Lifelike

Summary from GoodReads:

On a floating junkyard beneath a radiation sky, a deadly secret lies buried in the scrap.
Eve isn’t looking for secrets—she’s too busy looking over her shoulder. The robot gladiator she’s just spent six months building has been reduced to a smoking wreck, and the only thing keeping her Grandpa from the grave was the fistful of credits she just lost to the bookies. To top it off, she’s discovered she can destroy electronics with the power of her mind, and the puritanical Brotherhood are building a coffin her size. If she’s ever had a worse day, Eve can’t remember it.
But when Eve discovers the ruins of an android boy named Ezekiel in the scrap pile she calls home, her entire world comes crashing down. With her best friend Lemon Fresh and her robotic conscience, Cricket, in tow, she and Ezekiel will trek across deserts of irradiated glass, infiltrate towering megacities and scour the graveyard of humanity’s greatest folly to save the ones Eve loves, and learn the dark secrets of her past.
Even if those secrets were better off staying buried.

My thoughts…

I read this for my bookclub at Mysterious Galaxy.  Jay Kristoff wrote a phenomenal book.
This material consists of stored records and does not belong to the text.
PR #5358, opened 2019-12-19
docs(autodoc) generate lists of possible values from `one_of`

hishamhm:
Our lists of accepted protocols in the `service` entity was outdated in the 1.4.x documentation.

Instead of fixing it once and risking getting this kind of thing out-of-date again, we now generate the list of accepted values in the documentation, the same way we do for presenting default values.

A [companion PR was sent to the docs repo](https://github.com/kong/docs.konghq.com/pull/1673) with the generated data.

### DIFF
--- a/autodoc/data/admin-api.lua
+++ b/autodoc/data/admin-api.lua
@@ -428,7 +428,6 @@ return {
         protocol = {
           description = [[
             The protocol used to communicate with the upstream.
-            It can be one of `http` or `https`.
           ]]
         },
         host = {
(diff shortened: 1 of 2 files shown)


autodoc/data/admin-api.lua
```diff
@@ -903,8 +902,7 @@ return {
         ]] },
         protocols = {
           description = [[
-            A list of the request protocols that will trigger this plugin. Possible values are
-            `"http"`, `"https"`, `"tcp"`, and `"tls"`.
+            A list of the request protocols that will trigger this plugin.
 
             The default value, as well as the possible values allowed on this field, may change
             depending on the plugin type. For example, plugins that only work in stream mode will
```
gszr: Unrelated: "For example, plugins that only work in stream mode `will may only` support "tcp" and "tls"." -> "For example, plugins that only work in stream mode `will only` support "tcp" and "tls"."

hishamhm: sneaked the fix in this PR as well! thanks!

In Lifelike, I thought the characters were believable and I could feel a connection with them. The dialogue between Eve, Ezekiel, Lemon Fresh, and Cricket drove the dark, desolate tale. The book is set in the future where robots fight to their death (when they go rogue) and where religious fanatics run the world. These religious fanatics remind me of the fringes of all our major religions in our world. The fear that these fictional antagonists truly is real and felt by Eve and her companions on the run from them. Eve goes through some changes when major revelations occur in the novel. The anger that she exhibits in the aftermath isn’t misplaced, but rather life like. The future isn’t bright in this novel, but Jay Kristoff truly has a way of making it seem more tolerable.